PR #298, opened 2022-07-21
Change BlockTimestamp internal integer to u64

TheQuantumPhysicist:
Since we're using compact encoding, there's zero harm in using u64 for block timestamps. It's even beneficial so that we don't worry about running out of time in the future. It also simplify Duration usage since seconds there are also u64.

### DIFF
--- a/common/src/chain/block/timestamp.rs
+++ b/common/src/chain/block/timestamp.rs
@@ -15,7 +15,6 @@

______________________________

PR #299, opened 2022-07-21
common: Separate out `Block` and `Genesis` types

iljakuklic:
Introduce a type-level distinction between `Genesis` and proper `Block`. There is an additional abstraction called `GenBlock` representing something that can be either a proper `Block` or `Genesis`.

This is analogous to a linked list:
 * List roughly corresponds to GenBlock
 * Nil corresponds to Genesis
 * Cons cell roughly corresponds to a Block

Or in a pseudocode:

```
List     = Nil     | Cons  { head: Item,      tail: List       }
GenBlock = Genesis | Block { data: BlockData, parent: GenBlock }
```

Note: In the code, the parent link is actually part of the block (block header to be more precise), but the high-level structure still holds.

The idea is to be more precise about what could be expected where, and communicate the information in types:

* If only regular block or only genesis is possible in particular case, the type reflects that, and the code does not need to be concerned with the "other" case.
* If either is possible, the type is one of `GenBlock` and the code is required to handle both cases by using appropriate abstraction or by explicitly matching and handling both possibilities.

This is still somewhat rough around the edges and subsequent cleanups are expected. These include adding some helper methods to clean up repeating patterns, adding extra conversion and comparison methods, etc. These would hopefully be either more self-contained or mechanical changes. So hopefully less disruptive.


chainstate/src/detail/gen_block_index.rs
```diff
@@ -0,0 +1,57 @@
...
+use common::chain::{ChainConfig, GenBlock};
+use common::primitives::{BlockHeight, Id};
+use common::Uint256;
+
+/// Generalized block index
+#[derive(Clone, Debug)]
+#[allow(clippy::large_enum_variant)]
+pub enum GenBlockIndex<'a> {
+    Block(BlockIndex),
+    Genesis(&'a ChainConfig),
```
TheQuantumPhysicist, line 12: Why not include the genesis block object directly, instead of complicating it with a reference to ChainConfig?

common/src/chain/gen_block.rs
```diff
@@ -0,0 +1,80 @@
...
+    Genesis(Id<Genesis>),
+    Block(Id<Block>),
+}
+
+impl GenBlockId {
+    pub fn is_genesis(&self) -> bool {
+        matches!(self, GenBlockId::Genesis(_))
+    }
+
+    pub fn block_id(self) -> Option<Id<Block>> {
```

______________________________

Transcribe the records above exactly, beginning at the line that contains "corresponds to a Block" and ending with the line that contains "Note: In the", both included, and nothing else.

 * Cons cell roughly corresponds to a Block

Or in a pseudocode:

```
List     = Nil     | Cons  { head: Item,      tail: List       }
GenBlock = Genesis | Block { data: BlockData, parent: GenBlock }
```

Note: In the code, the parent link is actually part of the block (block header to be more precise), but the high-level structure still holds.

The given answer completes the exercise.